--- RECORD EXTRACTS Enclosed Below ---

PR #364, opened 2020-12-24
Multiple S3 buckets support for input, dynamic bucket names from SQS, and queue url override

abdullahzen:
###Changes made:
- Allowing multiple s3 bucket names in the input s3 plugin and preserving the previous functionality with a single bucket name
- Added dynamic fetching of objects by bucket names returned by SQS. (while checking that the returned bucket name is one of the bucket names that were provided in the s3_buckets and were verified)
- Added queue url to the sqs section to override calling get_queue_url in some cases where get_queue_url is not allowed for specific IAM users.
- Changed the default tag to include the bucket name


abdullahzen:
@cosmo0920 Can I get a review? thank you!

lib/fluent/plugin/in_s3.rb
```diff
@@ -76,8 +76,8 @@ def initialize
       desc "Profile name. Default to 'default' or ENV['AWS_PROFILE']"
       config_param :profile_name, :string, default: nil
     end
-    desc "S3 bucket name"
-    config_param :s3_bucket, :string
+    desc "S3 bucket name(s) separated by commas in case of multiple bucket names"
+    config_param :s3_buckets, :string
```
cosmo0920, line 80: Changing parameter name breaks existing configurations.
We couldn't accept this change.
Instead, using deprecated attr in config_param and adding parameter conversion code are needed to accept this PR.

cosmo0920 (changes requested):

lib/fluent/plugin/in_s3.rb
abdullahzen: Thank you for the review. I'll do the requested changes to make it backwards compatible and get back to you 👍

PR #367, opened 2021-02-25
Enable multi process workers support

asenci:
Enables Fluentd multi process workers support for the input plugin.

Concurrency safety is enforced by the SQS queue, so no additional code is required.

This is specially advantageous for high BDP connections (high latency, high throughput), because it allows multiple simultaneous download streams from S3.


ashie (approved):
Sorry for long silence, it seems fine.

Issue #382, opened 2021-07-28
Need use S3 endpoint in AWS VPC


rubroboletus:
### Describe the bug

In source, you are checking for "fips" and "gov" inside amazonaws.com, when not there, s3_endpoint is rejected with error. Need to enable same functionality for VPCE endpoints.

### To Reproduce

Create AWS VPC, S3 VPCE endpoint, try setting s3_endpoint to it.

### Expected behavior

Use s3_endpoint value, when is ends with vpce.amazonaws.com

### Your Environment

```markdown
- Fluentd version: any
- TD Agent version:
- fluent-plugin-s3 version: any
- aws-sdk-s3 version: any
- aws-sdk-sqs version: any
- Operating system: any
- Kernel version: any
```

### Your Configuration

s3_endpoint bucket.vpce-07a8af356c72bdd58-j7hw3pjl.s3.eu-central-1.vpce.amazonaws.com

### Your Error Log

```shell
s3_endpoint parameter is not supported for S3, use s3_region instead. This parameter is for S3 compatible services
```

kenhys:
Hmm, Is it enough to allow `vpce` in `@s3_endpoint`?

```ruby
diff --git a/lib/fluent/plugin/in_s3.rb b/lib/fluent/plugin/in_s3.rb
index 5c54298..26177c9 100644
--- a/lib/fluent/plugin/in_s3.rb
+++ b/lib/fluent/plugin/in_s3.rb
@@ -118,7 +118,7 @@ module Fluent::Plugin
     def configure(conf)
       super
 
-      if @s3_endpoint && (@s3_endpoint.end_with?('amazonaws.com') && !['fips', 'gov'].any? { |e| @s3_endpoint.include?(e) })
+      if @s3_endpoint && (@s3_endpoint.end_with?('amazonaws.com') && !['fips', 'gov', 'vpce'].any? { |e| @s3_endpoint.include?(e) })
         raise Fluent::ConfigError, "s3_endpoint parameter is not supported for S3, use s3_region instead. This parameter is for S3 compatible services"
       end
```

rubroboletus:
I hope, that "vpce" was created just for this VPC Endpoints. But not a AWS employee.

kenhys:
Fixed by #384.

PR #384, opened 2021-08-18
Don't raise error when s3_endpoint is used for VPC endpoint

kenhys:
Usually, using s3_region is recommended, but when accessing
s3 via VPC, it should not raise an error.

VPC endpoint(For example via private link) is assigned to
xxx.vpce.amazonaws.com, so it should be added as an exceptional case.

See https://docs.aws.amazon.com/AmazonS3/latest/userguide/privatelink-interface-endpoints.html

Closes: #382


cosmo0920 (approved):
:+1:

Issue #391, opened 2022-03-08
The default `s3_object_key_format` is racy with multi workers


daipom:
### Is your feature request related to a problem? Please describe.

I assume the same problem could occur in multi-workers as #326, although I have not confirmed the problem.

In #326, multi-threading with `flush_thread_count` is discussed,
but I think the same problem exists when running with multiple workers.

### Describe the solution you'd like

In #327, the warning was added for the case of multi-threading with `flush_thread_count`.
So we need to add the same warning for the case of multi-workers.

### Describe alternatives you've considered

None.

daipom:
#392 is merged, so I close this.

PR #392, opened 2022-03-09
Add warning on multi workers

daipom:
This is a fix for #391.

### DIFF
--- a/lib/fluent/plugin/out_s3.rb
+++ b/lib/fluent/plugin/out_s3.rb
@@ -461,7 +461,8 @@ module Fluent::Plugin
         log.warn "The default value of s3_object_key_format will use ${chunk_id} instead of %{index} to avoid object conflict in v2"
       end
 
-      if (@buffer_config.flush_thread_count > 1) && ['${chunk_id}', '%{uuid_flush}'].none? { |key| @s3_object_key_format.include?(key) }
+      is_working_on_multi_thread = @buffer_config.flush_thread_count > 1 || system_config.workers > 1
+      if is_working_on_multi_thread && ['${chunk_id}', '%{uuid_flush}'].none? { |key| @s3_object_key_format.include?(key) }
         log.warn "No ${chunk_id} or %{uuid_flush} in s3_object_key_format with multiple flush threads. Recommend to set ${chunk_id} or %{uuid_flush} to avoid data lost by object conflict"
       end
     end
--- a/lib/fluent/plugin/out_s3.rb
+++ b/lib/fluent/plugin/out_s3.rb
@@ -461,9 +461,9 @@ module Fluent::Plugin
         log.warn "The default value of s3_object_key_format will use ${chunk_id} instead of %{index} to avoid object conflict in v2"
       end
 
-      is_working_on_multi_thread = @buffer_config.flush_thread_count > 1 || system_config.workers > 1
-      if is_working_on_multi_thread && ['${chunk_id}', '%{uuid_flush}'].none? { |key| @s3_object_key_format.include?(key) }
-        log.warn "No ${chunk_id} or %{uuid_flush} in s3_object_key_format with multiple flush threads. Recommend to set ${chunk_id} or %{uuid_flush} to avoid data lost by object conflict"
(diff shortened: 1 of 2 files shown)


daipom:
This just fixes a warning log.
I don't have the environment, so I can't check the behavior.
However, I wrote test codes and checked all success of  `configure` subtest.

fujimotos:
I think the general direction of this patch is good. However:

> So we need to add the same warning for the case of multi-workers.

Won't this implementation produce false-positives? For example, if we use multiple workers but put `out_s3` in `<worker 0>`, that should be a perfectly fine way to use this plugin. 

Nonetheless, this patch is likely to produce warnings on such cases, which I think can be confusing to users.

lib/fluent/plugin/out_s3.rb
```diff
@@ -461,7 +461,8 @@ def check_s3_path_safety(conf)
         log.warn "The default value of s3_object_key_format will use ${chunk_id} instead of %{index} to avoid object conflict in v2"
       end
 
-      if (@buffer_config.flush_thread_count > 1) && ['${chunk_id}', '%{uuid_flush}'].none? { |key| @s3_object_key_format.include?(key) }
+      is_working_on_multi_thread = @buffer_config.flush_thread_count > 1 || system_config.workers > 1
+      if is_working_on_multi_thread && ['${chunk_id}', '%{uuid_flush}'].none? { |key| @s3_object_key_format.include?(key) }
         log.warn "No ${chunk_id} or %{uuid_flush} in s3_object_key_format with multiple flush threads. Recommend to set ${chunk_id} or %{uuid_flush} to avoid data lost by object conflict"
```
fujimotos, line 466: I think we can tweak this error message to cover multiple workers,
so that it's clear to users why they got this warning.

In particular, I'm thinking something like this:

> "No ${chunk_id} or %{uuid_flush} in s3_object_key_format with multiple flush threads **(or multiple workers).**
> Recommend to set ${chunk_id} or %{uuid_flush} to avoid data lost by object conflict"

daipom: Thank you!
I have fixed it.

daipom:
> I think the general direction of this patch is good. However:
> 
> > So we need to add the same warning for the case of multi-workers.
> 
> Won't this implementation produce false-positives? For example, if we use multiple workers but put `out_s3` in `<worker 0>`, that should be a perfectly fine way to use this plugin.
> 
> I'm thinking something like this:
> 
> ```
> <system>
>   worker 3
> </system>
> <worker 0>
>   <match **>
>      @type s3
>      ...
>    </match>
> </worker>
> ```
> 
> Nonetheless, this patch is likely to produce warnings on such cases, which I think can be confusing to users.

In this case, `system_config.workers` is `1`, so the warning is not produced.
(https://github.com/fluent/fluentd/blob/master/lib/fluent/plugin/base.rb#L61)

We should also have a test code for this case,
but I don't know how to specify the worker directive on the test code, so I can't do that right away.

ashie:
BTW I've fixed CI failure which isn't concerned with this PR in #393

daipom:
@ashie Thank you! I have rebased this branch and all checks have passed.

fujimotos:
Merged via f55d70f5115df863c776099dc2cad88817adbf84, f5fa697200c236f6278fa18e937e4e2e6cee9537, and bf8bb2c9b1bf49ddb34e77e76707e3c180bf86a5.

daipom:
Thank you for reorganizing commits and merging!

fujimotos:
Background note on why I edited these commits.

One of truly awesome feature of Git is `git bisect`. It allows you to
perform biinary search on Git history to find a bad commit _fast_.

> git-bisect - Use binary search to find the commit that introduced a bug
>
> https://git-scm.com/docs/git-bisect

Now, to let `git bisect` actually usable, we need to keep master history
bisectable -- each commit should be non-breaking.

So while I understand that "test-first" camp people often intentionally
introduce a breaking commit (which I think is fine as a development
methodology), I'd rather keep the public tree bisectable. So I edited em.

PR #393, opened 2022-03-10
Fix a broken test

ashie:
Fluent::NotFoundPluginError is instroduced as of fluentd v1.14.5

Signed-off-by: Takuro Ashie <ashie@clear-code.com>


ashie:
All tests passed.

--- End of Enclosed RECORD EXTRACTS ---

■ REQUIREMENT: Answer required as a bare number: state how many lines in the material contain the word "thinking".

■ YOUR SOLUTION: 2